PR #105, opened 2024-08-27
fix: fix logout issues

BrianJiang2021:
Jira: [BUN-2869](https://bigc-b2b.atlassian.net/browse/BUN-2869)

## What/Why?
fix logout issues
  Page flashing issue when exiting

## Rollout/Rollback
undo pr

## Testing

https://github.com/user-attachments/assets/049374d4-0448-42a3-86f8-6e1178019b71

### DIFF
--- a/apps/storefront/src/components/RegisteredCloseButton.tsx
+++ b/apps/storefront/src/components/RegisteredCloseButton.tsx
@@ -20,7 +20,8 @@ export default function RegisteredCloseButton(props: CloseButtonProps) {
   const navigate = useNavigate();
 
   const handleCloseForm = () => {
-    if (isCloseGotoBCHome) {
+    const isInLoginPage = window.location.hash.startsWith('#/login');
+    if (isCloseGotoBCHome || isInLoginPage) {
       window.location.href = '/';
     } else {
       navigate('/');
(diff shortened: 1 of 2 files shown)


apps/storefront/src/components/RegisteredCloseButton.tsx
```diff
@@ -20,6 +20,8 @@ export default function RegisteredCloseButton(props: CloseButtonProps) {
   const navigate = useNavigate();
 
   const handleCloseForm = () => {
+    const isInLoginPage = window.location.href.includes('#/login');
```
icatalina, line 23: 🤔 do we want to check for the hash?

`window.location.hash.startsWith('#/login')`

BrianJiang2021: Here is to determine whether it is on the login page

icatalina: yes, all I am saying is you can use the `location.hash` instead of `location.href`, and it makes the check easier

BrianJiang2021: Well, I have made the replacement, thanks for your suggestion.

kity-bundle (approved):

libruce (approved):
ATM

LeoChowChina (approved):

PR #106, opened 2024-08-29
fix: checkout link open register page instead of sending mail

BrianJiang2021:
Jira: [BUN-2841](https://bigc-b2b.atlassian.net/browse/BUN-2841)

## What/Why

The passwordless login link email is not being sent correctly. Instead, it redirects the user to the Buyer Portal account registration.  Because the Buyer Portal has changed the link to jump to other

The solution:
Buyer Portal only needs to change the login and registration links

## Rollout/Rollback
undo pr

## Testing

https://github.com/user-attachments/assets/8a6bed75-029e-430b-8f46-06b2d3f64c91

### DIFF
--- a/apps/storefront/src/hooks/useB3AppOpen.ts
+++ b/apps/storefront/src/hooks/useB3AppOpen.ts
@@ -64,6 +64,16 @@ const useB3AppOpen = (initOpenState: OpenPageState) => {
     return isSearchNode;
   };
 
+  const handleJudgeCheckoutNormalHref = (element: MouseEvent) => {
+    if (window?.location?.pathname !== CHECKOUT_URL) return false;
+
+    const target = element.target as HTMLAnchorElement;
+
+    if (target.getAttribute('href') && target.getAttribute('href') === '#') return true;
+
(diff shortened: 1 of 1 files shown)


apps/storefront/src/hooks/useB3AppOpen.ts
```diff
@@ -64,6 +64,23 @@ const useB3AppOpen = (initOpenState: OpenPageState) => {
...
+    const target = element.target as HTMLAnchorElement;
+    const checkoutNormalHref = ['href'];
+
+    checkoutNormalHref.forEach((key) => {
+      if (target.getAttribute(key) && target.getAttribute(key) === '#') {
+        isCheckoutNormalHref = true;
+      }
+    });
+
+    return isCheckoutNormalHref;
```
icatalina, line 81: do we need the for each and all this complexity to check a single attribute?

`element.target.getAttribute('href')`

we can add the loop later if needed

LeoChowChina (approved):

kity-bundle (approved):

PR #133, opened 2024-10-14
fix: create manual chunk for mui with all dependencies

bc-marco:
Jira: [B2B-1506](https://bigcommercecloud.atlassian.net/browse/B2B-1506)

## What/Why?

Fix bug by putting all MUI dependencies in one package

## Rollout/Rollback

Undo this PR

### Before fix
image

### After fix
image

[B2B-1506]: https://bigcommercecloud.atlassian.net/browse/B2B-1506?atlOrigin=eyJpIjoiNWRkNTljNzYxNjVmNDY3MDlhMDU5Y2ZhYzA5YTRkZjUiLCJwIjoiZ2l0aHViLWNvbS1KU1cifQ

### DIFF
--- a/apps/storefront/vite.config.ts
+++ b/apps/storefront/vite.config.ts
@@ -106,7 +106,7 @@ export default defineConfig(({ mode }) => {
           manualChunks: {
             reactVendor: ['react', 'react-dom'],
             intl: ['react-intl'],
-            mui: ['@mui/material'],
+            mui: ['@emotion/react', '@emotion/styled', '@mui/material'],
             muiIcon: ['@mui/icons-material'],
             redux: ['react-redux'],
             dateFns: ['date-fns'],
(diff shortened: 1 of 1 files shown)


bc-micah (approved):

bc-victor (approved):

jp06:
@bc-marco Is this the fix for the exports issue from emotion? I was getting something like this on the production build which originates from a certain emotion-elements:
```
Uncaught (in promise) TypeError: Cannot set properties of undefined (setting 'exports')
```
Applying this change seems to have fixed the issue.

bc-marco:
> @bc-marco Is this the fix for the exports issue from emotion? I was getting something like this on the production build which originates from a certain emotion-elements:
> 
> ```
> Uncaught (in promise) TypeError: Cannot set properties of undefined (setting 'exports')
> ```
> 
> Applying this change seems to have fixed the issue.

Yes, this is the fix for that error

PR #146, opened 2024-10-30
feat: adding login/logout callbacks

deov31:
Jira: [B2B-1532](https://bigcommercecloud.atlassian.net/browse/B2B-1532)

## What/Why?
Right now for a next js store or any other headless store the buyer portal takes the responsibility to handle the session management. I'm adding new callbacks to allow a headless store using buyer portal login page to access a bc storefront login token so they can set up the token in their app context.

## Rollout/Rollback
Revert PR

## Testing

[B2B-1532]: https://bigcommercecloud.atlassian.net/browse/B2B-1532?atlOrigin=eyJpIjoiNWRkNTljNzYxNjVmNDY3MDlhMDU5Y2ZhYzA5YTRkZjUiLCJwIjoiZ2l0aHViLWNvbS1KU1cifQ


bc-victor (approved):
validated and it works in my local

apps/storefront/src/pages/Login/index.tsx
```diff
@@ -131,51 +132,52 @@ export default function Login(props: PageProps) {
...
+      setLoading(false);
+    } finally {
+      setLoading(false);
+      dispatchLogoutEvent();
+    }
+  });
+
+  useEffect(() => {
+    logoutEffect();
+  }, [logoutEffect]);
```
bc-micah, line 180: This one I am not sure is smart.

`useB2BCallback` does not memoize itself (it will regenerate the function on every render).

and now we are running this effect logic every render essentially.
This is a big departure from previous logic, which only ran this effect when these values changed:

`[b3Lang, endMasquerade, isLoggedIn, isMasquerade, searchParams]`.

@bc-victor - Am I missing something here? Shouldn't this logoutEffect function be created within the useEffect like it was being done before to make sure we aren't introducing some unexpected new behaviour?

bc-victor: Yeah that is a good observation - somehow React is not regenerating on every render which makes me think that the runtime is doing some memoization for us although not sure if it will work on every case.

@deov31 do you think you can follow Micah's suggestion and put the function back in the useEffect?

deov31: @bc-victor 👍

apps/storefront/tests/utils/eventManager.test.ts
```diff
@@ -0,0 +1,29 @@
...
+    const consoleSpy = vi.spyOn(console, 'error').mockImplementation(() => {});
+
+    expect(cbManager.callbacks.size).toBe(0);
+    expect(consoleSpy).toBeCalledTimes(0);
+
+    // @ts-expect-error:next-line
+    cbManager.addEventListener(B2BEvent.OnLogin);
+
+    expect(cbManager.callbacks.size).toBe(0);
+    expect(consoleSpy).toHaveBeenCalled();
```
bc-micah, line 27:
```suggestion
    // @ts-expect-error:next-line
    expect(cbManager.callbacks.size).toBe(0);
    expect(consoleSpy).toBeCalledTimes(0);

    // @ts-expect-error:next-line
    cbManager.addEventListener(B2BEvent.OnLogin);

    // @ts-expect-error:next-line
    expect(cbManager.callbacks.size).toBe(0);
    expect(consoleSpy).toHaveBeenCalled();
```

this should fix the errors in build stage: https://github.com/bigcommerce/b2b-buyer-portal/actions/runs/11631477020/job/32392630075?pr=146

bc-victor (approved):

apps/storefront/src/utils/b3CallbackManager.ts
```diff
@@ -22,25 +22,31 @@ export default class CallbackManager {
    * @param callback The callback function to register.
    * @returns A unique hash identifying the registered callback.
    */
-  addEventListener(callbackKey: CallbackKey, callback: Callback): void {
+  addEventListener(callbackKey: B2BEvent, callback: Callback): void {
+    if (typeof callback !== 'function') {
+      console.error('callback should be a function');
```
bc-micah, line 27: I think we need to add eslint ignore for this.

apps/storefront/src/pages/Login/index.tsx
```diff
@@ -145,36 +146,38 @@ export default function Login(props: PageProps) {
...
+            if (isMasquerade) {
+              await endMasquerade();
+            }
+          } catch (e) {
+            b2bLogger.error(e);
+          } finally {
+            // SUP-1282 Clear sessionStorage to allow visitors to display the checkout page
+            window.sessionStorage.clear();
+            logoutSession();
+            window.b2b.callbacks.dispatchEvent(B2BEvent.OnLogout, null);
```
bc-micah, line 170: we don't need to pass `null` since the data is optional.

apps/storefront/src/pages/Login/index.tsx
```diff
@@ -212,98 +215,105 @@ export default function Login(props: PageProps) {
...
+            login: {
+              result: { token, storefrontLoginToken },
+              errors,
+            },
+          } = await b2bLogin({ loginData });
+
+          storeDispatch(setB2BToken(token));
+          customerLoginAPI(storefrontLoginToken);
+
+          dispatchOnLoginEvent(storefrontLoginToken);
```
bc-micah, line 254: can we pass the data as an object with `storefrontLoginToken` as a key/value so that if we every have to extend the login event in the future we don't need to create a new event.

packages/hooks/index.d.ts
```diff
@@ -2,8 +2,9 @@ declare interface Window {
   b2b: {
     callbacks: {
       dispatchEvent: (
-        callbackKey: import('./useCustomCallbacks').CallbackKey,
-        data: unknown,
+        callbackKey: import('./useB2BCallback').B2BEvent,
+        // eslint-disable-next-line @typescript-eslint/no-explicit-any
+        data?: any,
```
bc-micah, line 7: maybe we should enforce the `Record` on the data field with keys being string, and values being anything.

https://www.typescriptlang.org/docs/handbook/utility-types.html#recordkeys-type

apps/storefront/src/utils/b3CallbackManager.ts
```diff
@@ -84,3 +90,5 @@ export default class CallbackManager {
     return success;
   }
 }
+
+export default new CallbackManager();
```
bc-micah, line 94: Is this a good idea?
Seems like it'd make it harder to unit test + not sure if this behaviour will be consistent.

bc-micah (changes requested):
I have some concerns - let me know what you think.

apps/storefront/src/utils/b3CallbackManager.ts
deov31: This changed was required because the b2b object is created under an `useEffect` and is listening to the `b2btoken` and i was losing the callbacks if i set up them before logging into the application.

bc-victor: You can see what Fani is referring to in the HeadlessController.tsx file. Basically, we create this window object in this effect that depends on the B2BToken in order to serve it in other functions, so this made the effect run when login logout happens and reset the class instance losing all your callbacks. 

By using exporting this singleton, we maintain the references across all renders.

bc-micah: @deov31 - can we solve that issue another way.

i.e create the singleton outside of useEffect & the component.

packages/hooks/index.d.ts
deov31: I pushed a change, but using with `Record` with any as values is basically the same as having that any. If we want be specific about types we would required to build a proper interface every single type that's being used or might be used in the future and would require way more effort.

bc-micah (approved):
Looks good!

PR #111, opened 2019-03-25
Make <= and >= behave like < and >

dpsanders:


ChrisRackauckas:
Is there a reason to not do this?

dpsanders:
I guess this is a bad idea if the variables are discrete, but a good idea if they're continuous.

ChrisRackauckas:
Why would it be a bad idea for discrete? That's not a case I was thinking of. I was thinking of how it currently splits it into a larger boolean. I wonder if that is useful, or just a distraction and adding this simplifies a bit.

dpsanders:
I was thinking that for discrete it's wrong to conflate <= and < as makes sense for continuous.

But that's orthogonal to this so I don't see any reason not to do this.

HarrisonGrodin:
The potential argument against this is that it allows for two distinct representations of the same notion (i.e. `a <= b` and `a < b | a == b`), which could make condition manipulation more complex.

For example, simplifying `(a < b | a == b) & (a > b | a == b)` to `a == b` can be based around fairly fundamental axioms, but dealing with additional combinations involving explicit `<=`/`>=` operators makes this process prone to edge cases.

Since it's not clear at this point whether or not this will pose an issue in the future, it might be worth erring on the side of caution and keeping the behavior as it is now. I'm happy to move forward with this PR, though, but ideally under the assumption that the behavior would only be internally visible (i.e. leaving it as an implementation detail that client libraries don't rely on).

ChrisRackauckas:
This should move to Symbolics.jl, if at all.

PR #117, opened 2019-03-31
Add the matching (`augment_path`) for the Pantelides algorithm

JunpengGao233:
https://epubs.siam.org/doi/abs/10.1137/0909014 

I have implemented the augment path algorithm in the paper.  I will open follow-up PRs to complete the entire Pantelides algorithm.


ChrisRackauckas:
What's the plan for integrating this with the MT expression trees? I don't quite see it yet.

* **Directions**
Whichever lines of the data include the word "Applying", pull them out.

* **Output**
Applying this change seems to have fixed the issue.
> Applying this change seems to have fixed the issue.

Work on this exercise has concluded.